Appalti e corruzione in Italia. Binomio inscindibile?

par bastiano
giovedì 18 febbraio 2010

"Cari signori il vostro datore di lavoro è una persona perbene, non paga pizzo né mazzette, non assume in nero e non subappalta a chi è in odore di mafia. Però non abbiamo più lavori"

e Ho una discreta esperienza nel mondo degli appalti pubblici, dopo 25 anni di attività posso dire che trovarne uno regolare è come vincere la lotteria.

Il problema è che in Italia, se c’è un minimo di possibilità di imbrogliare, o di trovare una scorciatoia per sistemarsi, nessuno si tira indietro.

" ...e che sono l’unico fessacchiotto che si fa tanti scrupoli? se non ne approfitto io lo farà qualcun altro, lo stato resterà sempre fregato, e allora tanto vale". Questo ci hanno insegnato, dall’alto. 

Perché mai quelli che si sbattono per tenere in vita l’azienda si dovrebbero dare pena di rispettare la legge (ma quale? il codice penale, il civile, le regole degli appalti, le norme edilizie, l’antitrust, la sicurezza..).

Chi denuncia è emarginato ed è costretto a chiudere.
Cosa racconta l’imprenditore onesto ai suoi dipendenti se la ditta non ottiene più commesse? 

“Cari signori eravamo d’accordo di rispettare il nostro codice etico e di operare con correttezza e onestà, rifiutando di pagare per ottenere lavori e concessioni.

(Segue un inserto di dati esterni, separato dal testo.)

PR #7456, opened 2022-05-06
Reader cannot copy or move items anymore.

njohner:
A reader should not be allowed to move items out of a dossier. This is especially an issue when Reader permission is granted through a "for information" task, where the user only gets "Read" access to certain documents and should not be allowed to move them out of the dossier. Because it's the same permission for copy, both are now forbidden, but that should not be an issue.

For [CA-3929]

## Checklist

- [x] Changelog entry
- Upgrade-Steps:

[CA-3929]: https://4teamwork.atlassian.net/browse/CA-3929?atlOrigin=eyJpIjoiNWRkNTljNzYxNjVmNDY3MDlhMDU5Y2ZhYzA5YTRkZjUiLCJwIjoiZ2l0aHViLWNvbS1KU1cifQ


opengever/document/move.py
```diff
@@ -53,3 +53,5 @@ def validate_movement(self, target):
                 raise Forbidden(
                     _(u'msg_docs_cant_be_moved_from_inbox_to_private_repo',
                       u'Documents within the inbox cannot be moved to the private repository.'))
+
+        return super(DocumentMovabiliyChecker, self).validate_movement(target)
```
tinagerber, line 57: I would move `super(DocumentMovabiliyChecker, self).validate_movement(target)` to the top without return, then it needs the line only once, as an error is thrown if the movement is not valid

opengever/dossier/move_items.py
```diff
@@ -387,6 +387,7 @@ def validate_movement(self, target):
             raise NotReportedForbidden(
                 _(u'msg_would_exceed_max_dossier_level',
                   u'This would exceed maximally allowed dossier depth.'))
+        return super(DossierMovabiliyChecker, self).validate_movement(target)
```
tinagerber, line 390: Thus, subdossier may be moved to repository folders without Move permisssion.

tinagerber:
We have also overridden the `@move` endpoint for ToDos. The permission check should probably go in there as well.

opengever/document/move.py
njohner: I purposefully didn't, because I did not want to screw up error check order. The missing permission error is more generic than the ones checked before.

tinagerber: You're right about that, but if you're just not allowed to move in general, it doesn't matter why you wouldn't be allowed to otherwise.

opengever/dossier/move_items.py
njohner: oh right 😓

njohner:
For ToDos the permission is checked because it calls `reply` from the parent class https://github.com/4teamwork/opengever.core/blob/master/opengever/api/todo.py#L56, which calls the movability checker https://github.com/4teamwork/opengever.core/blob/master/opengever/api/move.py#L61
What I don't understand is why anyone has the `Copy or Move` permission on the side of workspaces... but they do

tinagerber (approved):
https://github.com/4teamwork/ftw.lawgiver/blob/e7eadc4feef36af94e56c8fe94e0d1e931971a0a/ftw/lawgiver/lawgiver.zcml#L252 🤔 Is apparently wrong for all lawgiver workflows

opengever/api/copy_.py
```diff
@@ -33,6 +39,20 @@ def reply(self):
...
+
+        if not isinstance(source, list):
+            source = [source]
+
+        for item in source:
+            obj = self.get_object(item)
+            if not api.user.has_permission("Copy or Move", obj=obj):
+                raise NotReportedForbidden(
+                    _('copy_object_disallowed',
+                      default=u'You are not allowed to copy this object'))
```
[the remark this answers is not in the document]
njohner: I think it's fine as ist. All errors raised by the movability checker also don't give the object's title. Title is added only for the classic UI in the handling of the errors in the form. The frontend will actually do one request per object being moved and display the error in the task queue, which already contains the title of the object. So I'd leave it as is.

opengever/base/locales/de/LC_MESSAGES/opengever.base.po
```diff
@@ -463,6 +464,11 @@ msgstr "Information"
 msgid "message_title_warning"
 msgstr "Warnung"
 
+#. Default: "You are not allowed to move this object"
+#: ./opengever/base/adapters.py
+msgid "move_object_disallowed"
+msgstr "Sie sind nicht berechtigt dieses Objekt zu verschieben."
```
njohner, line 470: so here too `Sie sind nicht berechtigt, dieses...`

opengever/document/move.py
```diff
@@ -42,7 +44,7 @@ def validate_movement(self, target):
                 raise Forbidden(
                     _(u'msg_docs_cant_be_moved_from_repo_to_private_repo',
                       u'Documents within the repository cannot be moved to the private repository.'))
-            return
+            return super(DocumentMovabiliyChecker, self).validate_movement(target)
```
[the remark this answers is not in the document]
njohner: oh thanks

njohner:
Just to clarify concerning the `Copy or Move` permission on teamraum side: Basically that permission is granted to `Anonymous` on the Zope level and then inherited down, somehow that translates to `Authenticated` having that permission. I've had a look with philippe and we couldn't figure out where that comes from. But in the end it's a bit of an issue, because the `WorkspaceGuest`s have the permission, so they see the actions but the actions will fail because they don't have write permissions. I'll make an issue to have a look

njohner:
Here the follow-up issue: https://4teamwork.atlassian.net/browse/CA-4173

Non ha funzionato. Siete liberi di andare a lavorare con chi è più scaltro e spregiudicato di me”.

Conviene quindi adattarsi (per il bene dell’impresa) e cercare di darsi da fare.
A cominciare dal giovane che cerca lavoro. Perché dovrebbe rifiutare l’opportunità di una solida raccomandazione? Prima o poi il suo benefattore gli chiederà di restituirgli il favore.

Siamo seri.
Alla classe politica (tutta, perché in questo destra o sinistra pari sono) del problema della corruzione nella pubblica amministrazione interessa poco o nulla. Si sono ben sistemati (per la vita loro e dei figli) ed è un problema troppo complicato, poi bisogna essere tutti d’accordo, chi glielo fa fare?

Dietro alle decisioni sulle grandi opere c’è, soprattutto, la spartizione dei lavori. Il consenso (quello vero, non la propaganda) si ottiene con un accurato, e soprattutto bipartisan, bilanciamento degli affidamenti. 

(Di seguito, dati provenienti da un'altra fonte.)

PR #7457, opened 2022-05-09
Remove flaky test.

njohner:
The test to copy a document from the second batch from a workspace does not make sense, as there is no such thing as a document from the second batch (the search is not sorted). So this test was flaky and I don't see any way to make a meaningful test for this. See https://ci.4teamwork.ch/builds/498333/tasks/936230

For [CA-3929]

## Checklist
- [x] Changelog entry

[CA-3929]: https://4teamwork.atlassian.net/browse/CA-3929?atlOrigin=eyJpIjoiNWRkNTljNzYxNjVmNDY3MDlhMDU5Y2ZhYzA5YTRkZjUiLCJwIjoiZ2l0aHViLWNvbS1KU1cifQ

### DIFF
--- a/changes/CA-3929.other
+++ b/changes/CA-3929.other
@@ -1,0 +1,1 @@
+Remove flaky test. [njohner]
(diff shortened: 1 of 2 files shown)


tinagerber (approved):
You could also test if you can copy all 26 documents, but that probably doesn't make much more sense either.

njohner:
Yeah, true, but I think it's fine not to test that.

PR #7462, opened 2022-05-10
Excel mass export for documents and dossiers

elioschmutz:
This PR changes the report-view:

- it can now export more than 1000 objects. We do no longer define a limit
- it is now possible to choose selected items by passing a listing-name and the corresponding filter/sorting params instead of explicitly define them by paths

Bildschirmfoto 2022-05-11 um 21 21 19

- no longer sort the results locally when using paths. Use term-boosting to directly sort the results in solr instead: https://solr.apache.org/guide/6_6/the-standard-query-parser.html since we use a generator for the selected_items.

For [CA-2609]

## Checklist

- [x] Changelog entry

- Upgrade-Steps:
  - DB-Schema migration
- API change:
  - If breaking:
    - [ ] api-change label added
- Bug fixed:
- New functionality:
- New translations

[CA-2609]: https://4teamwork.atlassian.net/browse/CA-2609?atlOrigin=eyJpIjoiNWRkNTljNzYxNjVmNDY3MDlhMDU5Y2ZhYzA5YTRkZjUiLCJwIjoiZ2l0aHViLWNvbS1KU1cifQ

### DIFF
--- a/changes/CA-2609.feature
+++ b/changes/CA-2609.feature
@@ -1,0 +1,1 @@
+Excel export: Remove limit of 1000 items. [elioschmutz]
--- a/opengever/base/browser/reporting_view.py
+++ b/opengever/base/browser/reporting_view.py
@@ -5,6 +5,7 @@ from ftw.tabbedview.interfaces import IGridStateStorageKeyGenerator
 from opengever.base import _
 from opengever.base.behaviors.utils import set_attachment_content_disposition
 from opengever.base.reporter import DATE_NUMBER_FORMAT
+from opengever.base.solr import batched_solr_results
 from opengever.base.solr import OGSolrDocument
 from opengever.base.solr.fields import DateListingField
 from plone import api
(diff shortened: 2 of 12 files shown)


opengever/base/browser/reporting_view.py
```diff
@@ -112,17 +113,23 @@ def __init__(self, *args, **kwargs):
 
     def get_selected_items(self):
         paths = self.request.get('paths')
-
-        if not paths:
+        listing_name = self.request.get('name')
```
phgross, line 116: I would name the request parameter something more specific than `name`. Maybe `listing` or `listing_name`

changes/CA-2609.feature
```diff
@@ -0,0 +1 @@
+Excel export: Remove limit of 1000 items [elioschmutz]
```
phgross, line 1:
```suggestion
Excel export: Remove limit of 1000 items. [elioschmutz]
```

phgross (approved):
LGTM 👍 besides the things mentioned.

opengever/base/browser/reporting_view.py
elioschmutz: 👍 renamed to `listing_name`

PR #7467, opened 2022-05-17
Incresed listing performance when listing objects with empty fields

elioschmutz:
This PR fixes a performance issue in listings (and all kind of listing related actions, i.e. export listing items to .xlsx):

Solr does not return fields if they are empty, even if we request them. The current implementation: https://github.com/4teamwork/opengever.core/blob/5854d756bd2bb693d0967322ba3be21e8ccd2baa/opengever/base/contentlisting.py#L42 checks for the attribute-existence on the solr-doc. If the attribute does not exist, it will get the object and checks the existence on the object itself. 

This behavior is not desired when dealing with solr-docs. We know the fields and if it does not exist on the doc, it should just raise an attribute error without retrieving the object.

## Before
https://user-images.githubusercontent.com/557005/168813416-20a4d077-d886-4476-a68a-c630a5b44362.mov

## After
https://user-images.githubusercontent.com/557005/168813402-af9fdbe1-0264-4ba1-a4da-e4d0fbbc99ae.mov

## Tesing
I don't know how we could write a useful test for this case. I could mock an object and check if `getObject` have been called... but is 

For [CA-2609]

## Checklist

- [x] Changelog entry

- Upgrade-Steps:
  - DB-Schema migration
- API change:
  - If breaking:
    - [ ] api-change label added
- Bug fixed:
- New functionality:
- New translations


phgross (approved):
👍 LGTM

tinagerber:
What about the search? Could it possibly lead to a problem there?

elioschmutz:
@tinagerber good point. We usually do not show proposals of type `SubmittedProposal` in the search. But there seems to be another bug in general:

The livesearch will find them, but not the advanced search:

**Livesearch**
Bildschirmfoto 2022-05-19 um 10 54 48

**Advanced search**
Bildschirmfoto 2022-05-19 um 10 56 22

But this is not a bug related to my change. This is the current behavior. So it should be save for now to merge this one. I'll create a bug-report for this.

elioschmutz:
https://4teamwork.atlassian.net/browse/CA-4224

PR #7475, opened 2022-06-02
Add GitHub Action to build Docke image

buchi:
Builds a multiplatform Docker image and pushes it to Docker Hub.

For [CA-3995](https://4teamwork.atlassian.net/browse/CA-3995)

## Checklist

- [ ] Changelog entry


docker/core/requirements-core.txt
```diff
@@ -39,7 +39,7 @@ decorator==3.4.2
 diazo==1.1.3
 DocumentTemplate==2.13.6
 docutils==0.12
-docxcompose==1.3.3
+docxcompose==1.3.4
```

O si è dentro a questi meccanismi (che dipendono direttamente dai leader politici) o si è tagliati fuori. Una real politik che ha dissolto ogni residuo della “diversità” della sinistra.


Nell’economia spicciola, negli enti locali, nelle società pubbliche di servizi, le nomine politiche equivalgono a potere sugli affidamenti e sulle concessioni
A che servono ormai gli assessori o i consiglieri di amministrazione? Per far funzionare meglio la macchina burocratica? Balle. A quello dovrebbero bastare i funzionari pubblici o i tecnici incaricati.

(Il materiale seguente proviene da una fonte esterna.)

PR #7477, opened 2022-06-07
Fix vocabulary used for sharing Workspace content

njohner:
The `ActualWorkspaceMember` source, vocabulary and endpoint did not make much sense, as they basically returned the list of participants on a workspace. This was done by walking up the acquisition chain, but starting at the workspace and stopping at the portal, so basically just gathering the participants of the workspace (and workspace root, but that does not have any participants). Instead these vocabularies were always meant to be context dependent and walk up the acquisition chain. They are used for `ToDo` and `WorkspaceMeeting` responsibles as well as for sharing content from a workspace content. For `ToDo` and `WorkspaceMeeting` responsibles, things worked as expected as they are only allowed in the Workspace and not inside `WorkspaceFolder`s. The sharing itself was broken on other contents as the vocabulary basically allowed choosing all workspace participants, regardless of whether inheritance is blocked for example on the `WorkspaceFolder`. This used to work but got broken at some point, probably because the naming seemed to indicate the intent was to return the Workspace members. I have therefore also renamed the vocabulary, source and endpoint.

For [CA-3687]

## Checklist
- [x] Changelog entry
- API change:
  - If breaking:
    - [x] api-change label added

[CA-3687]: https://4teamwork.atlassian.net/browse/CA-3687?atlOrigin=eyJpIjoiNWRkNTljNzYxNjVmNDY3MDlhMDU5Y2ZhYzA5YTRkZjUiLCJwIjoiZ2l0aHViLWNvbS1KU1cifQ


opengever/ogds/base/sources.py
```diff
@@ -645,9 +647,16 @@ def search_query(self):
...
 
     def _extend_query_with_workspace_filter(self, query):
-
-        userids = list(get_context_user_members_ids(self.context))
-        groupids = list(get_context_group_members_ids(self.context))
+        # When creating content, members need to be determined on the parent
+        # as the roles giving view permissions cannot be determined on the
+        # object being created.
+        request = getRequest()
+        if request.method == "POST" and request.getHeader("Content-Type") == "application/json":
```
tinagerber, line 654: This breaks the implementation with the `notify_all` parameter, since the `@share-content` endpoint is also a POST request.

tinagerber (changes requested):
LGTM, except for the content creation fix

njohner:
Thanks for the review, I now fixed the issue with `notify_all` and added a test.

PR #7478, opened 2022-06-08
Support importing dossier participations in bundle import.

phgross:
This adds support for an additional key `_participations` in the dossier bundle import which allows to import dossier participations. The participant ids and roles are not validated, this gives us more flexibility during migrations. Moreover, GEVER can handle Ids that no longer exist or are incorrect. 

For [CA-4037]

## Checklist
- [x] Changelog entry

[CA-4037]: https://4teamwork.atlassian.net/browse/CA-4037?atlOrigin=eyJpIjoiNWRkNTljNzYxNjVmNDY3MDlhMDU5Y2ZhYzA5YTRkZjUiLCJwIjoiZ2l0aHViLWNvbS1KU1cifQ

### DIFF
--- a/opengever/bundle/sections/participations.py
+++ b/opengever/bundle/sections/participations.py
@@ -1,0 +1,61 @@
+from collective.transmogrifier.interfaces import ISection
+from collective.transmogrifier.interfaces import ISectionBlueprint
+from collective.transmogrifier.utils import defaultMatcher
+from opengever.dossier.behaviors.participation import IParticipationAware
+from opengever.dossier.behaviors.participation import IParticipationAwareMarker
+from zope.interface import classProvides
+from zope.interface import implements
+import logging
+
+
+logger = logging.getLogger('opengever.setup.sections.set_dates')
+PARTICIPATIONS_KEY = '_participations'
+
+
+class ParticipationSection(object):
+    """Transmogrifier section which adds dossier participations.
+    """
+
+    implements(ISection)
+    classProvides(ISectionBlueprint)
+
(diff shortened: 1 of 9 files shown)


opengever/bundle/sections/participations.py
```diff
@@ -0,0 +1,60 @@
...
+            obj = self._get_obj(item)
+            participations = item.get(PARTICIPATIONS_KEY, [])
+            if participations:
+                self.create_participations(obj, participations)
+            yield item
+
+    def create_participations(self, obj, participations):
+        if not IParticipationAwareMarker.providedBy(obj):
+            logger.warn(u'Participations for object {} ignored, participation '
+                        'not supported for this type.'.format(obj))
```
njohner, line 41: I guess you should `return` here

opengever/dossier/participations.py
```diff
@@ -87,9 +87,10 @@ def validate_participant(self, participant_id):
             raise InvalidParticipantId(
                 u"{} is not a valid id".format(participant_id))
 
-    def add_participation(self, participant_id, roles):
-        self.validate_participant(participant_id)
-        self.validate_roles(roles)
+    def add_participation(self, participant_id, roles, validate=True):
```
njohner, line 90: Can you also add the validate parameter for the `SQLParticipationHandler`? I think it makes sense that all handlers support the same parameters.

njohner (approved):
Just some comments, otherwise LGTM

opengever/dossier/participations.py
phgross: ah yes, thanks for the hint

Servono per “imporre le priorità” per portare a buon fine il programma; quelli seri e onesti (pochi, ma ce ne sono). Ma per la maggioranza quegli incarichi servono a far ottenere appalti e concessioni agli appartenenti al clan. 

Hanno trovato il modo per pilotare perfino le gare con l’aggiudicazione all’offerta che si avvicina di più alla media delle offerte valide (escluse quelle più alta e più bassa: il "taglio delle ali").
 
Il livello di omertà che vige tra le imprese che operano nei lavori e nelle forniture pubbliche è identico a quello mafioso e l’imprenditore che vuole restare nel mercato deve attrezzarsi e fare “pubbliche relazioni” partecipare a incontri, feste, sedersi al tavolo delle spartizioni: oggi lavoro io, domani lavori tu, dopodomani all’altro “amico”.

Un capitolo a parte meriterebbe la discussione sulla normativa delle procedure pubbliche di appalto, che sembra fatta apposta per escludere chi vorrebbe occuparsi solo di lavori ben fatti e forniture di qualità, per ammettere chi ha le carte a posto ma esegue lavori malfatti.

La “Merloni” ha figliato una serie di revisioni (siamo alla “quater” chiamata codice degli appalti) che non hanno ridotto di un punto la percentuale delle gare truccate e l’intollerabile tasso di corruzione.

Gli ennesimi, inutili, appelli sulla necessità di una “riforma” delle regole per combattere la corruzione assumono i connotati di una pericolosa provocazione nei confronti delle persone per bene che sudano quotidianamente per sopravvivere e si vedono in Tv e giornali l’affronto delle facce di certi personaggi che ostentano opulente condotte di vita, alla faccia di una crisi che sta distruggendo la serenità, e non solo quella, di una moltitudine di cittadini. 

Non si vede, a breve termine, la possibilità e la volontà, di una vera rinascita morale. Son passati 18 anni da quel 17 febbraio. Il mariuolo Mario Chiesa è tornato in carcere: non ha saputo resistere. 

Cari politici, è inutile che chiediate agli altri di essere “onesti”. I primi a dare il buon esempio dovete essere voi, rifiutando di partecipare alle sedute dove sono presenti parlamentari condannati per corruzione, allontanando dai partiti personaggi chiacchierati, (che ci fa ancora l’on Cuffaro alla Vigilanza RAI?) difendendo le intercettazioni proponendo riforme che riducono le cariche parassitarie, imponendo gare e concorsi che premino i migliori.

Tra i primissimi atti del governo Berlusconi c’è la soppressione dell’Alto Commissariato contro la corruzione nella Pubblica Amministrazione. La motivazione: ente inutile (art.68 comma 6a Dec.Legge 112 25.6.2008) 
Questa non la sapevate vero?

Bisognerebbe organizzarlo per davvero un NOcorrotti Day.